Some information about the types of hemostasis tests that are used in the study should be added. Also, the aim of the study is missing. 

3.     Results: Please, provide more explanations for Table 1. For example, Factor I (g/L), values are expressed as mean ± SD; Factor I (>4 g/L), no. of patients (%), etc. Replace p=0.000  with p<0.0001.

4.     Discussion: This section needs to include discussion about similar coagulation studies performed on Covid-19 patients with ARDS. E.g. Heubner, L., Greiner, M., Vicent, O. et al. Predictive ability of viscoelastic testing using ClotPro® for short-term outcome in patients with severe Covid-19 ARDS with or without ECMO therapy: a retrospective study. Thrombosis J 20, 48 (2022).

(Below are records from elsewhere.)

PR #14547, opened 2024-04-29
chore: disable history archive for new user and add advanced setting

### LINKED ISSUE #14534: Disable Community Archive Protocol
### Description

Disable Community Archive Protocol setting for all new users.

No migration. The Status Community needs to stay On for now.

So turn it off for new clients (setting in Advanced), plus for new communities (setting in Create new community)

jrainville:
Fixes #14534

image

image

### DIFF
--- a/src/app_service/common/network_constants.nim
+++ b/src/app_service/common/network_constants.nim
@@ -264,7 +264,7 @@ var NODE_CONFIG* = %* {
   },
   "Networks": NETWORKS,
   "TorrentConfig": {
-    "Enabled": true,
+    "Enabled": false,
     "Port": TORRENT_CONFIG_PORT,
     "DataDir": DEFAULT_TORRENT_CONFIG_DATADIR,
     "TorrentDir": DEFAULT_TORRENT_CONFIG_TORRENTDIR
--- a/ui/app/AppLayouts/Communities/controls/Options.qml
+++ b/ui/app/AppLayouts/Communities/controls/Options.qml
@@ -31,11 +31,20 @@ ColumnLayout {
         StatusCheckBox {
             id: archiveSupportToggle
             width: (parent.width-12)
-            checked: true
+            checked: false
             leftSide: false
             padding: 0
             anchors.verticalCenter: parent.verticalCenter
             text: qsTr("Community history service")
+
+            StatusToolTip {
+                text: qsTr('For this Community Setting to work, you also need to activate "Archive Protocol Enabled" in Advanced Settings')
+                visible: hoverHandler.hovered
+            }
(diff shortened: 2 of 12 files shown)


ui/app/AppLayouts/Communities/controls/Options.qml
```diff
@@ -31,7 +31,7 @@ ColumnLayout {
         StatusCheckBox {
             id: archiveSupportToggle
             width: (parent.width-12)
-            checked: true
+            checked: false
```
caybro, line 34: What if the user enables it here, but it's disabled under Advanced? I think this should rather read `enabled: advancedStore.archiveProtocolEnabled`, or even `visible: ...`

jrainville: Those two are different settings. The one for communities is for the community itself. So if it's OFF, even if users have it ON, they will never receive any magnet link, because the community doesn't have it.

On the other hand, if this setting is ON, then the community will send magnet links, but if the user has their Advanced setting OFF' then won,t process it.

Both need to be ON for the archive to work. the changes I did here is for new communities and new users to start at OFF.

src/app_service/common/network_constants.nim
```diff
@@ -264,7 +264,7 @@ var NODE_CONFIG* = %* {
   },
   "Networks": NETWORKS,
   "TorrentConfig": {
-    "Enabled": true,
+    "Enabled": false,
```
igor-sirotin, line 267: We should also change default value here:
https://github.com/status-im/status-desktop/blob/821b54fda66aa5cad1f2c7581d527756f5e50410/src/app_service/service/accounts/service.nim#L397

But that's only in `master` branch

ui/app/AppLayouts/Communities/controls/Options.qml
igor-sirotin: It's probably not a big deal, but really this checkbox will make the community owner think that the archive publishing will automatically work. But it's essential for the community owner to enable the new advanced setting as well.

https://github.com/status-im/status-go/blob/0ef4fb8cc73187ffd6f6552d48cd953957e09712/protocol/messenger_communities.go#L2280-L2282

igor-sirotin (approved):

ui/app/AppLayouts/Communities/controls/Options.qml
jrainville: Done. I added a tooltip explaining that the advanced setting is needed. I tried making it show when the setting is OFF, but it was quite a pain to pain the store value, so I just show it always.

      References are missing for some paragraphs (e.g. TRAP test).   

Author Response

Dear Reviewer 1,

First of all, I want to thank you for reviewing our article. Before I upload the final version of the article, I will give a detailed answer to your review. It goes without saying that I have adopted all your corrections and recommendations.
1. aim of the study is included in the abstract
2. I have reformulated paragraph in abstract as you suggested
3. In introduction i added the types of hemostasis tests that are used in the study and the aim of the study.
4. In results i provided more explanations for Table 1. and replaced p=0.000 with p<0.0001.
5. In discussion i included similar coagulation studies performed on Covid-19 patients with ARDS.
6. I added missing references for some paragraphs.
Thank you again.
Kind Regards
Milan Lazarevic, MD, Assist Prof

Reviewer 2 Report

Better description of patient population is needed.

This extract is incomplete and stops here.